Dataset entries

PR #1788, opened 2024-12-30
add new Combobox component

apvale:
## Description of the change

Introduces new `Combobox` component:

- Combines a text input and a popover to allow users to filter from long lists of options
- Can be used as a standalone component or composed with other components such as `ComboboxInput`, `ComboboxPopover`, `ComboboxItem`, and `ComboboxProvider`
- Supports generic type for the options list
- Provides a prop `filterItem` prop to be used as the filter function when receiving a function. 

## Testing the change

## Type of change

### Development

### Code review

### DIFF
--- a/packages/components/src/components/Combobox/Combobox.stories.tsx
+++ b/packages/components/src/components/Combobox/Combobox.stories.tsx
@@ -1,0 +1,246 @@
+import type { Meta, StoryFn } from "@storybook/react";
+import React, { useEffect, useState } from "react";
+import toLower from "lodash/toLower";
+import includes from "lodash/includes";
+import map from "lodash/map";
+import { useComboboxStore } from "@ariakit/react";
+import { Controller, SubmitHandler, useForm } from "react-hook-form";
+import find from "lodash/find";
+import { Box } from "../../primitives/Box";
+import { Label } from "../Label";
+import { HelpText } from "../HelpText";
+import { Button } from "../Button";
+import { Combobox, ComboboxItemProps, ComboboxProps } from "./Combobox";
+import { ComboboxInput } from "./ComboboxInput/ComboboxInput";
+import { ComboboxPopover } from "./ComboboxPopover/ComboboxPopover";
+import { ComboboxItem } from "./ComboboxItem/ComboboxItem";
+
+export default {
+  component: Combobox,
+  title: "Components/Combobox",
+} as Meta<typeof Combobox>;
+
+const items: ComboboxItemProps[] = [
+  { value: "1", label: "Option One" },
+  { value: "2", label: "Option Two" },
+  { value: "Option Three", label: "Option Three" },
+  { value: "Option Four", label: "Option Four" },
+];
+
+const Template: StoryFn<ComboboxProps> = ({ children, ...props }) => (
+  <Combobox {...props}>{children}</Combobox>
+);
+
+export const Default = Template.bind({});
+Default.args = {
+  items,
+  placeholder: "Select an option",
+  noResultsMessage: "No results found",
+  filterItem: true,
+  hasError: false,
+};
+Default.parameters = {
+  docs: {
+    description: {
+      story: "The combobox will filter the items based on the input value.",
+    },
+  },
+};
+
+export const WithOnChange = (): React.JSX.Element => (
+  <Combobox
+    items={items}
+    onChangeInput={(event) => {
+      // eslint-disable-next-line no-console
+      console.log(event.target.value);
+    }}
+    placeholder="Select an option"
+  />
+);
+WithOnChange.parameters = {
+  docs: {
+    description: {
+      story:
+        "The combobox will call the `onChangeInput` function when the input value changes.",
+    },
+  },
+};
+
+export const WithOnSelectItem = (): React.JSX.Element => (
+  <Combobox
+    items={items}
+    onSelectItem={(value) => {
+      // eslint-disable-next-line no-console
+      console.log(value);
+    }}
+    placeholder="Select an option"
+  />
+);
+WithOnSelectItem.parameters = {
+  docs: {
+    description: {
+      story:
+        "The combobox will call the `onSelectItem` function when an option is selected.",
+    },
+  },
+};
+
+export const WithLongItem = (): React.JSX.Element => {
+  const longItem = {
+    value:
+      "Option Five which is a really long item and should overflow to the next line",
+    label:
+      "Option Five which is a really long item and should overflow to the next line",
+  };
+
+  return (
+    <Box.div w="250px">
+      <Label htmlFor="select-option">Select an option</Label>
+      <Combobox id="select-option" items={[...items, longItem]} name="select" />
+    </Box.div>
+  );
+};
+
+type CustomItem = {
+  value: string;
+  label: string;
+  disabled?: boolean;
+};
+
+export const WithCustomFilterItem = (): React.JSX.Element => {
+  const customItems: CustomItem[] = [
+    ...items,
+    { value: "New option 1", label: "New option 1", disabled: true },
+    { value: "New option 2", label: "New option 2", disabled: true },
+  ];
+
+  const customFilter = (inputValue: string, item: CustomItem): boolean =>
+    includes(toLower(item.label), toLower(inputValue)) && !item.disabled;
+
+  return <Combobox filterItem={customFilter} items={customItems} />;
+};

* Required action
From the first line to the last, retype the data exactly.

* Written response
PR #1788, opened 2024-12-30
add new Combobox component

apvale:
## Description of the change

Introduces new `Combobox` component:

- Combines a text input and a popover to allow users to filter from long lists of options
- Can be used as a standalone component or composed with other components such as `ComboboxInput`, `ComboboxPopover`, `ComboboxItem`, and `ComboboxProvider`
- Supports generic type for the options list
- Provides a prop `filterItem` prop to be used as the filter function when receiving a function. 

## Testing the change

## Type of change

### Development

### Code review

### DIFF
--- a/packages/components/src/components/Combobox/Combobox.stories.tsx
+++ b/packages/components/src/components/Combobox/Combobox.stories.tsx
@@ -1,0 +1,246 @@
+import type { Meta, StoryFn } from "@storybook/react";
+import React, { useEffect, useState } from "react";
+import toLower from "lodash/toLower";
+import includes from "lodash/includes";
+import map from "lodash/map";
+import { useComboboxStore } from "@ariakit/react";
+import { Controller, SubmitHandler, useForm } from "react-hook-form";
+import find from "lodash/find";
+import { Box } from "../../primitives/Box";
+import { Label } from "../Label";
+import { HelpText } from "../HelpText";
+import { Button } from "../Button";
+import { Combobox, ComboboxItemProps, ComboboxProps } from "./Combobox";
+import { ComboboxInput } from "./ComboboxInput/ComboboxInput";
+import { ComboboxPopover } from "./ComboboxPopover/ComboboxPopover";
+import { ComboboxItem } from "./ComboboxItem/ComboboxItem";
+
+export default {
+  component: Combobox,
+  title: "Components/Combobox",
+} as Meta<typeof Combobox>;
+
+const items: ComboboxItemProps[] = [
+  { value: "1", label: "Option One" },
+  { value: "2", label: "Option Two" },
+  { value: "Option Three", label: "Option Three" },
+  { value: "Option Four", label: "Option Four" },
+];
+
+const Template: StoryFn<ComboboxProps> = ({ children, ...props }) => (
+  <Combobox {...props}>{children}</Combobox>
+);
+
+export const Default = Template.bind({});
+Default.args = {
+  items,
+  placeholder: "Select an option",
+  noResultsMessage: "No results found",
+  filterItem: true,
+  hasError: false,
+};
+Default.parameters = {
+  docs: {
+    description: {
+      story: "The combobox will filter the items based on the input value.",
+    },
+  },
+};
+
+export const WithOnChange = (): React.JSX.Element => (
+  <Combobox
+    items={items}
+    onChangeInput={(event) => {
+      // eslint-disable-next-line no-console
+      console.log(event.target.value);
+    }}
+    placeholder="Select an option"
+  />
+);
+WithOnChange.parameters = {
+  docs: {
+    description: {
+      story:
+        "The combobox will call the `onChangeInput` function when the input value changes.",
+    },
+  },
+};
+
+export const WithOnSelectItem = (): React.JSX.Element => (
+  <Combobox
+    items={items}
+    onSelectItem={(value) => {
+      // eslint-disable-next-line no-console
+      console.log(value);
+    }}
+    placeholder="Select an option"
+  />
+);
+WithOnSelectItem.parameters = {
+  docs: {
+    description: {
+      story:
+        "The combobox will call the `onSelectItem` function when an option is selected.",
+    },
+  },
+};
+
+export const WithLongItem = (): React.JSX.Element => {
+  const longItem = {
+    value:
+      "Option Five which is a really long item and should overflow to the next line",
+    label:
+      "Option Five which is a really long item and should overflow to the next line",
+  };
+
+  return (
+    <Box.div w="250px">
+      <Label htmlFor="select-option">Select an option</Label>
+      <Combobox id="select-option" items={[...items, longItem]} name="select" />
+    </Box.div>
+  );
+};
+
+type CustomItem = {
+  value: string;
+  label: string;
+  disabled?: boolean;
+};
+
+export const WithCustomFilterItem = (): React.JSX.Element => {
+  const customItems: CustomItem[] = [
+    ...items,
+    { value: "New option 1", label: "New option 1", disabled: true },
+    { value: "New option 2", label: "New option 2", disabled: true },
+  ];
+
+  const customFilter = (inputValue: string, item: CustomItem): boolean =>
+    includes(toLower(item.label), toLower(inputValue)) && !item.disabled;
+
+  return <Combobox filterItem={customFilter} items={customItems} />;
+};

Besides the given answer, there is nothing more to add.